──────── DATASET EXTRACT ────────

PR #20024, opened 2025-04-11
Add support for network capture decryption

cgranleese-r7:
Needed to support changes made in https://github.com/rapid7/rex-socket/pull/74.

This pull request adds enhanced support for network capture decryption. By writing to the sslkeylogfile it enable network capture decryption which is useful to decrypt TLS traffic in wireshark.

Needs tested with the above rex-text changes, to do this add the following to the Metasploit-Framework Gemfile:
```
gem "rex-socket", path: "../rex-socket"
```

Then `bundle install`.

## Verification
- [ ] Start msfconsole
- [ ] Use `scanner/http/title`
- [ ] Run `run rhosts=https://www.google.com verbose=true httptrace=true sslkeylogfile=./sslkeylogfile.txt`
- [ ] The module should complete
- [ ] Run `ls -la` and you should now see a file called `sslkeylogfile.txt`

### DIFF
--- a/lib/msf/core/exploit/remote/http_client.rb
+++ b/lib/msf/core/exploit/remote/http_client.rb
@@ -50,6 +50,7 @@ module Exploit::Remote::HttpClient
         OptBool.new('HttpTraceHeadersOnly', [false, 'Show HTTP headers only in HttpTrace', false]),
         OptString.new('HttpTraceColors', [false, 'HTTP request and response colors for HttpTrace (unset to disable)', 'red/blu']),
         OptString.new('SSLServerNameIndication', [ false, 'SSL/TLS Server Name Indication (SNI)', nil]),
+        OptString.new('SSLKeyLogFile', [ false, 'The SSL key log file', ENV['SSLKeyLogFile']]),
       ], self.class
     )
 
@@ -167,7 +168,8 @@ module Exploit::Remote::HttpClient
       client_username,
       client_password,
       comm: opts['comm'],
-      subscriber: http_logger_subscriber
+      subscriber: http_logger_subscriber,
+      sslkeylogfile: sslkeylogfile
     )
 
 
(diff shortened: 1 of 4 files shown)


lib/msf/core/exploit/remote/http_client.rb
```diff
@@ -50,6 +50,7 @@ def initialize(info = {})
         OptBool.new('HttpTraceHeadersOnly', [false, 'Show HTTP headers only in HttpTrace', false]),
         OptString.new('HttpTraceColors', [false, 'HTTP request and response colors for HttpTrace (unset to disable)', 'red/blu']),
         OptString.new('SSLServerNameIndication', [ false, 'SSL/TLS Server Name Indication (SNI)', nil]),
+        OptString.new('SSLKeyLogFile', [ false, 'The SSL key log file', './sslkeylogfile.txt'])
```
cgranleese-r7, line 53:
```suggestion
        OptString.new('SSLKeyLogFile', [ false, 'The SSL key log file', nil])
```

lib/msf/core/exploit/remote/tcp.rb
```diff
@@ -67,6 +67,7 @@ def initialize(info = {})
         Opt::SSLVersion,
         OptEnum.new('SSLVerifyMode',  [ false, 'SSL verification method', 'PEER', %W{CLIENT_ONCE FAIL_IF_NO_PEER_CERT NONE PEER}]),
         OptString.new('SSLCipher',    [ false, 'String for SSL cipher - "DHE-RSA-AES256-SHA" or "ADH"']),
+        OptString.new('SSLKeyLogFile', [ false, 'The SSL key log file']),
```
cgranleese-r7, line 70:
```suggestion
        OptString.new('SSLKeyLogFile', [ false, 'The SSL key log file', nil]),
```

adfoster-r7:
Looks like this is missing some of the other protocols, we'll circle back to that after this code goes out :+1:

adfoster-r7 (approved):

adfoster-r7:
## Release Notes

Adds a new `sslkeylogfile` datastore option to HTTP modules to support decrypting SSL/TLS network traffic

────────

* [WHAT YOU HAVE TO DO]
Retype the listing above, word for word, from its first line to the line containing "This pull request", both ends included.

* [ANSWER FOR THIS EXERCISE]
PR #20024, opened 2025-04-11
Add support for network capture decryption

cgranleese-r7:
Needed to support changes made in https://github.com/rapid7/rex-socket/pull/74.

This pull request adds enhanced support for network capture decryption. By writing to the sslkeylogfile it enable network capture decryption which is useful to decrypt TLS traffic in wireshark.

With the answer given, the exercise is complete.